Bild: Angekommen in der deutschen Volksvertretung: Stefan Seidler in Berlin im …
Kiel taz | Der Mann klettert im blauen Anzug aus einem nachgebauten
Wikingerboot. Er tritt in Wahlkampfrunden gegen den Grünen-Superstar Robert
Habeck an. Er lächelt immer noch freundlich von den Plakaten herunter, die
in Flensburg hängen geblieben sind. Stefan Seidler war Spitzenkandidat des
Südschleswigschen Wählerverbands (SSW). Und weil er gewählt worden ist,
sitzt jetzt zum ersten Mal seit dem Jahr 1953 wieder ein Vertreter der
dänischen Minderheit in Schleswig-Holstein im Deutschen Bundestag. Wer ist
dieser Stefan Seidler?
In seinem Wahlkampfbüro, das in einem ehemaligen Ladengeschäft in der
Flensburger Norderstraße untergebracht ist, sitzt Seidler hinter der
Schaufensterscheibe an einem Konferenztisch und lächelt ebenso wie auf den
Plakaten. Auch die Metallbrille ist dieselbe und der eiförmige Kopf, der
mit Haarflaum bedeckt ist. Nur sein Gesichtsausdruck ist müder und die
Stimme hörbar heiser. Seit dem Moment, als sicher war, dass Seidler für den
SSW in den Bundestag einziehen wird, hat er praktisch keine Minute Ruhe
mehr erlebt. Neben den Berliner politischen Alphatieren dürfte er der
zurzeit am meisten gefragte Abgeordnete sein.
Seidler hat sein Mandat einer Ausnahmeregel zu verdanken, die
Minderheitenparteien von der Fünfprozenthürde befreit. Trotzdem zieht der
Südschleswigsche Wählerverband nicht automatisch ins Parlament ein, sondern
muss so viele Stimmen erhalten, wie ein Sitz rechnerisch wert ist. Rund
40.000 sollten reichen, so die Schätzung vor der Wahl.
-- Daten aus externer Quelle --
PR #809, opened 2024-06-25
Allow tls without the need for certmanager to be enabled

yenoromm:
Right now if cert manager is set to false even with tls enabled for the humiocluster, the humio-auth container fails to connect to the humio container with the following error indicating it is trying to use http to a https port:
`Got err trying to obtain user ID of admin user: Post http://<pod ip>:8080/graphql: EOF`

This should return true if cert manager is disabled but tls is enabled, current logic requires both to be true to set HUMIO_NODE_URL to https://$(POD_NAME):8080/

### DIFF
--- a/controllers/humiocluster_defaults.go
+++ b/controllers/humiocluster_defaults.go
@@ -804,7 +804,7 @@ func (hnp *HumioNodePool) TLSEnabled() bool {
 		return helpers.UseCertManager()
 	}
 
-	return helpers.UseCertManager() && *hnp.tls.Enabled
+	return helpers.UseCertManager() || *hnp.tls.Enabled
 }
 
 func (hnp *HumioNodePool) GetProbeScheme() corev1.URIScheme {


SaaldjorMike:
Can you please provide some details as to what scenario this solves?
Specifically: How would you do TLS without cert-manager?

Enabling TLS with cert-manager disabled doesn't make much sense, since humio-operator relies on cert-manager to create certificates for us that is mounted into each container. How would you have TLS enabled without that? Are you planning on manually issuing a bunch of certificates and manually mounting those certificates into the pods?

yenoromm:
Yes, creating the certs, disabling cert manager and mounting the keystores and truststore to the pods. This was the way recommended to us by internal Crowdstrike staff Fred Z and Nilesh K to manage our own CA for Logscale. If you believe this is an anti pattern, we are all ears but this was our solution to getting HUMIO_NODE_URL to use https

SaaldjorMike:
There seems to a bunch of tests failing with this change.

There's a bunch of places in the code that needs updating, since the current assumption is that the only way to get a TLS-enabled LogScale cluster is using cert-manager, at least for the intra-cluster connectivity.

Doing a change like this would also need some test coverage.

yenoromm:
Is there a potential that humioclusters.core.humio.com.spec.tls.caSecretName could achieve what we are trying to do without a change to the operator? We asked Grant S for documentation on the CRDs but was told there isn't any but found this when explaining the CRD. I am assuming I store a CA here the humio operator will use that to create the issuer with cert manager and the certs that are required but that is speculation as we haven't gotten a response through the official support channels.

SaaldjorMike:
humio-operator creates an `Issuer` (from cert-manager) if it doesn't exist: https://github.com/humio/humio-operator/blob/master/controllers/humiocluster_controller.go#L943-L954

This is constructed here: https://github.com/humio/humio-operator/blob/master/controllers/humiocluster_tls.go#L150-L165
and the documentation for such a "CA issuer" is here: https://cert-manager.io/docs/configuration/ca/

Depending on what you're trying to archive this may fit your use case, so perhaps give the cert-manager documentation a look to see if it may fit what you're trying to do.

yenoromm:
Worked as described, only additional features I would be looking at adding are in this section:
https://github.com/humio/humio-operator/blob/master/controllers/humiocluster_tls.go#L187-L219

Seems pretty limited with the DNS names, I was hoping to add the humioclusters.core.humio.com.spec.hostname or even the cluster_name.namespace.svc.cluster.local as a DNS name to hit the service from another namespace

Der SSW startete die
„Mission Bundestag“, als Logo wählte sie ein Wikingerschiff mit prallen
Segeln, auch wenn der Spitzenkandidat nicht wirkt, als würde er sich mit
Met-Humpen und Hörnerhelm wohlfühlen.
Dieser Gegensatz sei durchaus gewollt, sagt Seidler. Offenbar kamen Idee
und Person an: Der SSW, der nur in Schleswig-Holstein antrat, erzielte über
50.000 Stimmen.
Rund 300 Presseanfragen habe es gegeben, berichtet Seidler. Die skurrilste
Situation: „Einmal hatte ich einen Termin vergessen und lag noch im Bett,
als der NDR anrief. Später haben Bekannte mir gesagt, es sei ein wirklich
gutes Interview gewesen.“
## Eigentlich ein schüchterner Mensch
Dabei war Seidler bisher eher der politische Sherpa als derjenige, der
selbst ganz vorne stand. Als Dänemark-Koordinator hat er für die
Landesregierung in Kiel gearbeitet, hat südlich und nördlich der Grenze
Fäden geknüpft, Treffen vorbereitet und Gruppen zusammengebracht, die
normalerweise nicht viel miteinander zu reden haben. Jenseits der
regionalen Projekte lief über den Draht zwischen Kiel und Kopenhagen oft
sogar ein Stück informeller Außenpolitik mit dem dänischen Nachbarn.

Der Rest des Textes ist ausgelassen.